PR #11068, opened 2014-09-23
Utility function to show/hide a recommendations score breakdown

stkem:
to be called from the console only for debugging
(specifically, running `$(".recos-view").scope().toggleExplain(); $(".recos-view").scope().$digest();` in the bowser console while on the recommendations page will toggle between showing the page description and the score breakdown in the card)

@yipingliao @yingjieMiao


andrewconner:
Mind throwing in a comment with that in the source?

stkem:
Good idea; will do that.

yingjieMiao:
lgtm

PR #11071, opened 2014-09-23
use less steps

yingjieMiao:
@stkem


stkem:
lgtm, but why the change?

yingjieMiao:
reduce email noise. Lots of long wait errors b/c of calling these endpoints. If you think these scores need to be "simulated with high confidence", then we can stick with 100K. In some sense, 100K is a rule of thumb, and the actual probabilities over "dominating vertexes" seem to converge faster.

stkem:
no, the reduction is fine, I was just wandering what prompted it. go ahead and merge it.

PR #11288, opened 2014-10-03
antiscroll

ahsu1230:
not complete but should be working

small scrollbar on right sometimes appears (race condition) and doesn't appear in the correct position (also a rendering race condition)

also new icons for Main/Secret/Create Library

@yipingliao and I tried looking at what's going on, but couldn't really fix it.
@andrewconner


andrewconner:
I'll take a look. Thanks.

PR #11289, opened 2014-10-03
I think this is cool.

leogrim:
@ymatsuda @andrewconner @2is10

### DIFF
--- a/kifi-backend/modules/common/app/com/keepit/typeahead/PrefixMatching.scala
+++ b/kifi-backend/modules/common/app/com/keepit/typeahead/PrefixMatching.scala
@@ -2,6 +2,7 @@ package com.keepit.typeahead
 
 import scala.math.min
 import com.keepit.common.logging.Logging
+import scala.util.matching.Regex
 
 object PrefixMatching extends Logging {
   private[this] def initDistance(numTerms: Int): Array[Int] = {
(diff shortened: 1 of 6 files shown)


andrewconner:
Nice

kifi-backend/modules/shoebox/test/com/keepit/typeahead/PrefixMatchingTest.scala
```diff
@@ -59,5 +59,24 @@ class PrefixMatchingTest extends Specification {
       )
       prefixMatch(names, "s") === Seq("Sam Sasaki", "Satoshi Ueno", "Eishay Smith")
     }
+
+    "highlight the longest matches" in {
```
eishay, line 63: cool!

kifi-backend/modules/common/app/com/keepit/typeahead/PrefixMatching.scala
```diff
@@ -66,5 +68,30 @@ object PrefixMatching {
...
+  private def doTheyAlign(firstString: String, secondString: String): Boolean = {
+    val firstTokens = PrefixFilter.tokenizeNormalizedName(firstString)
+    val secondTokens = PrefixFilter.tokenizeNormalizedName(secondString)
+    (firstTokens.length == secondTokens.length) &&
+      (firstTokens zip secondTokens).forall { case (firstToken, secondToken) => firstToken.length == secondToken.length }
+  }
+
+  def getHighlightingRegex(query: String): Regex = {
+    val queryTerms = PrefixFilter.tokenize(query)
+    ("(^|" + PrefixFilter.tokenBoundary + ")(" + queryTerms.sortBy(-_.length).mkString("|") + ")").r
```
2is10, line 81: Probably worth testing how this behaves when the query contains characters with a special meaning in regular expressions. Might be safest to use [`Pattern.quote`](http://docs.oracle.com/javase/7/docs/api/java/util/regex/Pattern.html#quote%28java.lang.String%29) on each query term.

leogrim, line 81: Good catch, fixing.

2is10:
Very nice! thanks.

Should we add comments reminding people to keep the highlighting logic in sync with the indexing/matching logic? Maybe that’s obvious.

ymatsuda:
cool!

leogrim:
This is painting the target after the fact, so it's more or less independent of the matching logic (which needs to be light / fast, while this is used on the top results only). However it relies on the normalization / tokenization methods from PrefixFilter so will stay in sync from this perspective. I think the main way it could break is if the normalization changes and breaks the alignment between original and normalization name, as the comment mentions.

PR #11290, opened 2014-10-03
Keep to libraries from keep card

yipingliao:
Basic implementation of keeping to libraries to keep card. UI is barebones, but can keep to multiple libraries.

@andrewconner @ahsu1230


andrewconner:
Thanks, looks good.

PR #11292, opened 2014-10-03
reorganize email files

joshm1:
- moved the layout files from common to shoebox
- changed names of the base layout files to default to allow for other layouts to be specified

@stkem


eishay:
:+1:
□ □ □ □ □ □ □
What to work on:
Pick out the lines above containing the word "ymatsuda", then copy them.

Reply to the task:
@ymatsuda @andrewconner @2is10
ymatsuda:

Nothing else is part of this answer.